Records provided section start

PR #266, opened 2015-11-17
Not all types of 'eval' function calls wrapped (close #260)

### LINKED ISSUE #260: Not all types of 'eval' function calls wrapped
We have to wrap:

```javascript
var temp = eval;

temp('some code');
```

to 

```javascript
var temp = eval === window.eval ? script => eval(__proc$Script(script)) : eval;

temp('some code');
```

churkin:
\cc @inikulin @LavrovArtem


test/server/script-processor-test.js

Records provided section end
Records provided section start

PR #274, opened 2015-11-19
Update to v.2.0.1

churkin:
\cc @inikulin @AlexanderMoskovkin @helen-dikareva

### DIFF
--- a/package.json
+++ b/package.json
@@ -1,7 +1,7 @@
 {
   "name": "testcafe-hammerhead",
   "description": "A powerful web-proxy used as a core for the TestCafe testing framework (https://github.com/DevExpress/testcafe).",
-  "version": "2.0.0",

Records provided section end

Instructions to follow: Using the entries above, return exactly the lines from the line with "PR #266, opened 2015-11-17" to the line with "test/server/script-processor-test.js", counting both of those lines.

The completed task:
PR #266, opened 2015-11-17
Not all types of 'eval' function calls wrapped (close #260)

### LINKED ISSUE #260: Not all types of 'eval' function calls wrapped
We have to wrap:

```javascript
var temp = eval;

temp('some code');
```

to 

```javascript
var temp = eval === window.eval ? script => eval(__proc$Script(script)) : eval;

temp('some code');
```

churkin:
\cc @inikulin @LavrovArtem


test/server/script-processor-test.js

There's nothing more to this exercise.